■ **Instructions to follow**
In the data below, one line contains "untouched and unhiding" and a later one contains "(334 declared, +3". Print both, with every line between them, exactly and alone.
-------- Source data
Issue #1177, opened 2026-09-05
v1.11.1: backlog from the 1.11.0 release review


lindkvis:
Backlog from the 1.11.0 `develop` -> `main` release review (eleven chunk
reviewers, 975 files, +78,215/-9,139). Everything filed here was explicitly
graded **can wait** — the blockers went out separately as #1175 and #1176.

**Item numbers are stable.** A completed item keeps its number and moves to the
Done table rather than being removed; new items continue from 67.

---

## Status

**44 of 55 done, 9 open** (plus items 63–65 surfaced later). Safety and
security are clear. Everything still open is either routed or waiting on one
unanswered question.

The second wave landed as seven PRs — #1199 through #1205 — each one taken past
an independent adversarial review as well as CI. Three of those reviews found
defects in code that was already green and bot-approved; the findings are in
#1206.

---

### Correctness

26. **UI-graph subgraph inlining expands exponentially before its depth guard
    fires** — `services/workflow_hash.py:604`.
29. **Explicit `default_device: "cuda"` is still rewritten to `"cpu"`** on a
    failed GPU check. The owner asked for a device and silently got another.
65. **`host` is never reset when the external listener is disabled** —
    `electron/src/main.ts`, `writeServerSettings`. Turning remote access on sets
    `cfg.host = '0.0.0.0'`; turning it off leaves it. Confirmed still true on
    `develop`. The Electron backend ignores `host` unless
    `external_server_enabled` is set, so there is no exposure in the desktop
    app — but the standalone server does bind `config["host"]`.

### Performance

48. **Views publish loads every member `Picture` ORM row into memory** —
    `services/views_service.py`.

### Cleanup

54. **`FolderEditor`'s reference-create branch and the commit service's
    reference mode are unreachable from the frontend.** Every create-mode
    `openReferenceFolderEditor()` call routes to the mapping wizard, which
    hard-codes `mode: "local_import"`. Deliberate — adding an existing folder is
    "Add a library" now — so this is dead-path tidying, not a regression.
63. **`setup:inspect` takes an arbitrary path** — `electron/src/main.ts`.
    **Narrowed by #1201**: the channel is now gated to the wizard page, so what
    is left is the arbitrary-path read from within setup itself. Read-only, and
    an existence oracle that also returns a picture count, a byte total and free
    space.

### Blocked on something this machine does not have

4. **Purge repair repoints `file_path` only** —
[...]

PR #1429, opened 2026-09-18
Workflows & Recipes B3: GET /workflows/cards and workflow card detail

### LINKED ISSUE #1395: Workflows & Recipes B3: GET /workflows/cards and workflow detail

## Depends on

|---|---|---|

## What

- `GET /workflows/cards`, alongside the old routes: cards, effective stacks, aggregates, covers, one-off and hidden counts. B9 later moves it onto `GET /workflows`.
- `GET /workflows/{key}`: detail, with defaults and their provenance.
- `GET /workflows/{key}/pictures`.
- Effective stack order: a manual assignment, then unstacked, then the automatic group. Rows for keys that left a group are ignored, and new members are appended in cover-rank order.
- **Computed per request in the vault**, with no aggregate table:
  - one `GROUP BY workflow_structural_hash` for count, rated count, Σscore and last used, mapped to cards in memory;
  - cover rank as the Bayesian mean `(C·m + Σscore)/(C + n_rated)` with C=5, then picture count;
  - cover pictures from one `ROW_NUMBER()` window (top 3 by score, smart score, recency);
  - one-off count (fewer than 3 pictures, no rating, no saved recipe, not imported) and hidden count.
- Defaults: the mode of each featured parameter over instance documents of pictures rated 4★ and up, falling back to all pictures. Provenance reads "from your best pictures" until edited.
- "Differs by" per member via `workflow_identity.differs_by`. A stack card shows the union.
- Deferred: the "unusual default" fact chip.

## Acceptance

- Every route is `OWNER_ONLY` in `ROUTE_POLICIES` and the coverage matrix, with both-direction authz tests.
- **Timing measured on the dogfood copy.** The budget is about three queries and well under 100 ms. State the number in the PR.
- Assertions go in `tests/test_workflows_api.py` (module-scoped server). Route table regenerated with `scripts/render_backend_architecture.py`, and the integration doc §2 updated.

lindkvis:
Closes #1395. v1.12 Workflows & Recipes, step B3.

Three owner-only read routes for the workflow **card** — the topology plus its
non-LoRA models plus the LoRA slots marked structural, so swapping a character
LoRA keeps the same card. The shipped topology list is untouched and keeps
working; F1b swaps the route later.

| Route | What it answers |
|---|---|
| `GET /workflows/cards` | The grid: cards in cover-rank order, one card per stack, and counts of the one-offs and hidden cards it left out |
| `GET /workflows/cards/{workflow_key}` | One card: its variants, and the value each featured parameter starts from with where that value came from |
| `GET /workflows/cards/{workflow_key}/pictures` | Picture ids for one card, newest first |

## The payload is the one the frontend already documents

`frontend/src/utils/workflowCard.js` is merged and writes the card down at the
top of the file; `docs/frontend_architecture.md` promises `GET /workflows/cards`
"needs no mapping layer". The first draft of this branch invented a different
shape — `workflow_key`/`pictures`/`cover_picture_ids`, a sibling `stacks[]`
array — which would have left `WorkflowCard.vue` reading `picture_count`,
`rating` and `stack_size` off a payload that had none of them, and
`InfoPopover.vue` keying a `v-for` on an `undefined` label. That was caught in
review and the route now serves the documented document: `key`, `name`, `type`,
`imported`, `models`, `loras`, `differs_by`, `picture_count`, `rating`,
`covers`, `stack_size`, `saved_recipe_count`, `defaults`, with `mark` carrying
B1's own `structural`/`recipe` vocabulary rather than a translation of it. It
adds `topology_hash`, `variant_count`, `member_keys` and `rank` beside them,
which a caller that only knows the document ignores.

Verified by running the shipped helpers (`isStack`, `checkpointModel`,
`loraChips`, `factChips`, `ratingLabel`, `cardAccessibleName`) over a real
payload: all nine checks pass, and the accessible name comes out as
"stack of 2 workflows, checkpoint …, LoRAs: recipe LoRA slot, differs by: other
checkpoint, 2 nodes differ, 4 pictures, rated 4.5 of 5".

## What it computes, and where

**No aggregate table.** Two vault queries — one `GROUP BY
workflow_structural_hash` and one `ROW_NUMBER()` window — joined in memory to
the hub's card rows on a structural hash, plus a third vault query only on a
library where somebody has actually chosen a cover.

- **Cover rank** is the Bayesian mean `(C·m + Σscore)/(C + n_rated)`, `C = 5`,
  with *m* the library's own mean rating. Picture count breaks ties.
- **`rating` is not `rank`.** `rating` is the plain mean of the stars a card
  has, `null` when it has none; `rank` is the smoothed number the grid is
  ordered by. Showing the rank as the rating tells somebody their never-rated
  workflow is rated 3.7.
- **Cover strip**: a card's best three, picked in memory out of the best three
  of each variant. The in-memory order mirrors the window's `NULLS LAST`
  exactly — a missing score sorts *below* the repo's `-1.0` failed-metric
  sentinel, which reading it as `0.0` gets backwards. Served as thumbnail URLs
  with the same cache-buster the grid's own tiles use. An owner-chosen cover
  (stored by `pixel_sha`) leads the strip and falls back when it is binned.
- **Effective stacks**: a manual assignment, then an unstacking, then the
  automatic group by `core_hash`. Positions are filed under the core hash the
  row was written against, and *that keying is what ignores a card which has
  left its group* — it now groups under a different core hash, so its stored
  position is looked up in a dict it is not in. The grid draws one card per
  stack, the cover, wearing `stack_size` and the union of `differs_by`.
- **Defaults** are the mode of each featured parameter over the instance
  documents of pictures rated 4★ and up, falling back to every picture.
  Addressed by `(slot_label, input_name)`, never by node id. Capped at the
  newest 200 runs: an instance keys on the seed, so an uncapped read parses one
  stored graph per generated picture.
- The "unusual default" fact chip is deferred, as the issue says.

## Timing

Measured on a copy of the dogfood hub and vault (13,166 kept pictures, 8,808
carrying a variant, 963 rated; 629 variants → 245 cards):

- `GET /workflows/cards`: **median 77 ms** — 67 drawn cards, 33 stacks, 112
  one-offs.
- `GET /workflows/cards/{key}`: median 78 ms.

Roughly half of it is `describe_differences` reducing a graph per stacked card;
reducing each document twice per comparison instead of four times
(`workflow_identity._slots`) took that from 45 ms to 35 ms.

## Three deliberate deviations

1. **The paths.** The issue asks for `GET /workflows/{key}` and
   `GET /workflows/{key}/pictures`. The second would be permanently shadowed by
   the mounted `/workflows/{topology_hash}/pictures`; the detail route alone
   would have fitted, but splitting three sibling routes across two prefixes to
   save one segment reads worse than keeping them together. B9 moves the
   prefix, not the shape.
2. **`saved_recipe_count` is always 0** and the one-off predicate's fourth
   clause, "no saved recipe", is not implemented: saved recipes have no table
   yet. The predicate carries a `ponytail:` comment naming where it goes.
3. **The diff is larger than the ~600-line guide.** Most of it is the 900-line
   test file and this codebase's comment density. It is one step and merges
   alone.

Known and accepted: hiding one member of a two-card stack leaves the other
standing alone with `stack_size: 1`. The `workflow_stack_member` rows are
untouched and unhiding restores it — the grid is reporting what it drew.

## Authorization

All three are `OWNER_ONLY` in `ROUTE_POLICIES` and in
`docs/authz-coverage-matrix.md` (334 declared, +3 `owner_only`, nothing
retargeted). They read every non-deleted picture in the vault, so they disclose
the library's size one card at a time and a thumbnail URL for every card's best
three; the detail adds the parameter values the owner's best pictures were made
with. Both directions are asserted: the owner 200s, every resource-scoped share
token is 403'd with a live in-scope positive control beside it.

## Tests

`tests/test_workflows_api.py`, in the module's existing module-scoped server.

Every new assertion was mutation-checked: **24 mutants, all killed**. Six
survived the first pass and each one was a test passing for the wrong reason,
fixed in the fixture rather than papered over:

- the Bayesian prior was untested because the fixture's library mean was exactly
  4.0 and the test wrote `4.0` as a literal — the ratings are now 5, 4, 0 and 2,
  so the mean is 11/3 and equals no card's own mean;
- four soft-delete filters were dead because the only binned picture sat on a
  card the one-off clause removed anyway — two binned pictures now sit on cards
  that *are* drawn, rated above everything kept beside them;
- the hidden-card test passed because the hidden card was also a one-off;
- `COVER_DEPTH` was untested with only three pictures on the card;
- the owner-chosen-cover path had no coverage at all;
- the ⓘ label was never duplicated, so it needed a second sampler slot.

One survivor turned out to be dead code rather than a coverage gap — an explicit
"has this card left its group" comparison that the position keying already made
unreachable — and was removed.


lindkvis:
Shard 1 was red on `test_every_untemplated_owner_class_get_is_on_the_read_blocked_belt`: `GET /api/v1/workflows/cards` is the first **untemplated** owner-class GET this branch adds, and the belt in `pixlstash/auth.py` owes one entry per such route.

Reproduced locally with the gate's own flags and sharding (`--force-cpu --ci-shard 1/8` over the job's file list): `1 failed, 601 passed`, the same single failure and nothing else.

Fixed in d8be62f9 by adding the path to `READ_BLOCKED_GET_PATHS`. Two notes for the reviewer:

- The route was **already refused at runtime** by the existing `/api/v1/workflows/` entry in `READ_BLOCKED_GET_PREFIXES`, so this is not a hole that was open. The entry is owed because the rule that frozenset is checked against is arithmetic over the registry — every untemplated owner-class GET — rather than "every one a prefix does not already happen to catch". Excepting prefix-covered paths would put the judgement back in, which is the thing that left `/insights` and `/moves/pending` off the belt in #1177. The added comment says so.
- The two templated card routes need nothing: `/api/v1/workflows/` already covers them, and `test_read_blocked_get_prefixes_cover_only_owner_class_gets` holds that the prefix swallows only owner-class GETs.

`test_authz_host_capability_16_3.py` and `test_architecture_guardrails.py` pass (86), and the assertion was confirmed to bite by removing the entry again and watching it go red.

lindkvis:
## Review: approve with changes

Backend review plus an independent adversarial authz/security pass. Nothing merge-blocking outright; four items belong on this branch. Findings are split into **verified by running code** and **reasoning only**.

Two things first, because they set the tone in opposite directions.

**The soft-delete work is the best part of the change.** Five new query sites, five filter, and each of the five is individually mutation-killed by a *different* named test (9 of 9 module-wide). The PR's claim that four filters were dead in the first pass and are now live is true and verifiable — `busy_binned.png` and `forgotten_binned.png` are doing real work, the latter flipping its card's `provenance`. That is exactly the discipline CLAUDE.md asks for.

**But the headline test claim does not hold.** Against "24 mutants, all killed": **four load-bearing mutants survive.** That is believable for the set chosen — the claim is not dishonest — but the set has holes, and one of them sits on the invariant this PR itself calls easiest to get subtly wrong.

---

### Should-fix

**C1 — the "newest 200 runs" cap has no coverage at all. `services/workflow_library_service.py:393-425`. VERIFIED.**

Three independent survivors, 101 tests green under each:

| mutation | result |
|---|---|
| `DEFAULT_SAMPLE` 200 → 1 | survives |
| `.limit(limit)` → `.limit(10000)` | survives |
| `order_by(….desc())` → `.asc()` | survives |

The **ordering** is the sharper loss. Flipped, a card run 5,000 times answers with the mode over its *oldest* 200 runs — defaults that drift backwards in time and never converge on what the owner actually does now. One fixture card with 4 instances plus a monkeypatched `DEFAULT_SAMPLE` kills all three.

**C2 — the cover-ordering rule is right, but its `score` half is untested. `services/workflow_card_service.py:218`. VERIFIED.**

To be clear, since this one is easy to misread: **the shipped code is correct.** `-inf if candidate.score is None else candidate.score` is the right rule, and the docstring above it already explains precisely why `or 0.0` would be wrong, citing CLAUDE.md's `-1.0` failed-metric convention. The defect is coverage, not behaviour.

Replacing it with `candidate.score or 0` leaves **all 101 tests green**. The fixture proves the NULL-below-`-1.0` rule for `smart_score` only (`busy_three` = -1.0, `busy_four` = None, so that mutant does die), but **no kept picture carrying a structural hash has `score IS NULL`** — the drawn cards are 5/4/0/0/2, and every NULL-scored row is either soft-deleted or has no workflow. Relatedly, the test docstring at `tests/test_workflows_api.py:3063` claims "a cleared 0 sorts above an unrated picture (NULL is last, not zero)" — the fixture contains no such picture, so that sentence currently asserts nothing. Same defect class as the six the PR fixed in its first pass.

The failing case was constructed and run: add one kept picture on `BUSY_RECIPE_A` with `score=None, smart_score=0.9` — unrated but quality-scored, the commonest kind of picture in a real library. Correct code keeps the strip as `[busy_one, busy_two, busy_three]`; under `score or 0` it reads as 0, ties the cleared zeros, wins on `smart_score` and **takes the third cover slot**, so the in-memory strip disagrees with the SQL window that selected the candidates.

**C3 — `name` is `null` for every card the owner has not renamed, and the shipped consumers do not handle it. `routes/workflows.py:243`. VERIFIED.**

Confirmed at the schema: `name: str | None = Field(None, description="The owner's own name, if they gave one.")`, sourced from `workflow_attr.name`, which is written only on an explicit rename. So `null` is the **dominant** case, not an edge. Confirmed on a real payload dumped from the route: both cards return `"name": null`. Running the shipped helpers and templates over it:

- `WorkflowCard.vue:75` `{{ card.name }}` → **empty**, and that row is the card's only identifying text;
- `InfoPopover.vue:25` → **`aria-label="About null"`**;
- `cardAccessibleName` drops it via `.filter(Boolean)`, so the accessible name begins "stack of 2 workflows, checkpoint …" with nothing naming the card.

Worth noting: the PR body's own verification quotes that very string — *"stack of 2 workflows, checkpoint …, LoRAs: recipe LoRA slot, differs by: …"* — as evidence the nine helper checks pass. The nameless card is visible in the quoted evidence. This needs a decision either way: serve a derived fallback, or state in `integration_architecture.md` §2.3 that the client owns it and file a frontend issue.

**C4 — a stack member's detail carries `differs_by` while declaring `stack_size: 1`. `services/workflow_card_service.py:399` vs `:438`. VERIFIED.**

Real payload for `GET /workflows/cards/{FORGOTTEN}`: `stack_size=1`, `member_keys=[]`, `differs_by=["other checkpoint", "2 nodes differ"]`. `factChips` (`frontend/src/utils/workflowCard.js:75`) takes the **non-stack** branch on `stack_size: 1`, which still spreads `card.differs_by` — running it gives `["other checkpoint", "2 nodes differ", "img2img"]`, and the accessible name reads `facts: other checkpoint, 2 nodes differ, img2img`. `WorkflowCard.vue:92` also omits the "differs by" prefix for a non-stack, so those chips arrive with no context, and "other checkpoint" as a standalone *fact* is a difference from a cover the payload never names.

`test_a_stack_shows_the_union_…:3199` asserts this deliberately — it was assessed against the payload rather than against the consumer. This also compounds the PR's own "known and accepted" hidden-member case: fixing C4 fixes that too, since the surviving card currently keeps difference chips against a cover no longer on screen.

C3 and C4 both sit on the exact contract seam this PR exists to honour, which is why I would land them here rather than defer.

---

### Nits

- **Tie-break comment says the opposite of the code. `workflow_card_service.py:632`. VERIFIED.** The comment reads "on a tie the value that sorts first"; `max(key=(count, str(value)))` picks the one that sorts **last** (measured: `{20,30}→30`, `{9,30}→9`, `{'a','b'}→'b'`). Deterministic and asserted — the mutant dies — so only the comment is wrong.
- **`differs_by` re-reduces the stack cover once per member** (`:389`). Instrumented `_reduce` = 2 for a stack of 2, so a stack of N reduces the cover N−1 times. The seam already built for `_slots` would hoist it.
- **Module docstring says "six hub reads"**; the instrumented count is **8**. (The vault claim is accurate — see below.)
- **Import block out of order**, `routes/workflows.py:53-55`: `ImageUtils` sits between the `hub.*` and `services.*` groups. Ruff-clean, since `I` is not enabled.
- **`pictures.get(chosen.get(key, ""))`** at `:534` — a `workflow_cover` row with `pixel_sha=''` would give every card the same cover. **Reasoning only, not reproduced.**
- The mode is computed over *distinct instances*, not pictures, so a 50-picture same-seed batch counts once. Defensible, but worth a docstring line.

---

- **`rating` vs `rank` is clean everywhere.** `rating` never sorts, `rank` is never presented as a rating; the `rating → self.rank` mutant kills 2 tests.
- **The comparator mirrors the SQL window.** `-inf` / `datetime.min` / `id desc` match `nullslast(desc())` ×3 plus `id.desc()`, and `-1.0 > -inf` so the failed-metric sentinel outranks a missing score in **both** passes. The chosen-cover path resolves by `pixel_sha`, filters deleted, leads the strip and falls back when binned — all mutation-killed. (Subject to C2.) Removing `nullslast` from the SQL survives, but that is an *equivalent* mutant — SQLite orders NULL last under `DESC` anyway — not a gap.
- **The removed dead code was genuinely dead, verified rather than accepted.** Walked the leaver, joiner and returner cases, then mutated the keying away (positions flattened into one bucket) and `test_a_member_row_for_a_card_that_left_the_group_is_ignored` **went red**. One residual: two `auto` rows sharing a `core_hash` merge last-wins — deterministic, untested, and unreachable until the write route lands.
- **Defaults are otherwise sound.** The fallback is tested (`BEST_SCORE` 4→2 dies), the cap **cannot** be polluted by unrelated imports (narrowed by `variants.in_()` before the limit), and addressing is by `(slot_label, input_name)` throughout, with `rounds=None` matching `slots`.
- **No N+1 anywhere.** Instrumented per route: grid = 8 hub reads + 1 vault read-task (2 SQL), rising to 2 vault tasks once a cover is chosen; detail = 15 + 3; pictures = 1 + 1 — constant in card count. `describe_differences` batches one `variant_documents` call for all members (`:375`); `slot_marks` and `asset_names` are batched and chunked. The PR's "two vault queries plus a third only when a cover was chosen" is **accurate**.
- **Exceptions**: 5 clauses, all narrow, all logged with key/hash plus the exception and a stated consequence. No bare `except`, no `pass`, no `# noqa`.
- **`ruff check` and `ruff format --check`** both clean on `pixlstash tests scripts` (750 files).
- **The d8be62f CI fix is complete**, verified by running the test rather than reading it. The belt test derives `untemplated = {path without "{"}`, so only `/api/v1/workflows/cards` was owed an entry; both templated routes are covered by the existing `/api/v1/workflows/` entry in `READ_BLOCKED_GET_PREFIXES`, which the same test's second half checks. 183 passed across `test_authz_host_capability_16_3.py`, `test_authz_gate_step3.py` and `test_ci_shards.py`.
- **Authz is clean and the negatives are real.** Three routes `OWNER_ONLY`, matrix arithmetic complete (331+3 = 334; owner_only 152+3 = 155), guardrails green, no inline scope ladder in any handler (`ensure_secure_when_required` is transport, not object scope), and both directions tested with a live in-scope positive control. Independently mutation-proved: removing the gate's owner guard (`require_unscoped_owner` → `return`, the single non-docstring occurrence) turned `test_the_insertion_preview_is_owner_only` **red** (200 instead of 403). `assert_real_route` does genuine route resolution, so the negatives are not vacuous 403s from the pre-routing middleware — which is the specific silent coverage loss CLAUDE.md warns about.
----------------
■ **Exercise result**
untouched and unhiding restores it — the grid is reporting what it drew.

## Authorization

All three are `OWNER_ONLY` in `ROUTE_POLICIES` and in
`docs/authz-coverage-matrix.md` (334 declared, +3 `owner_only`, nothing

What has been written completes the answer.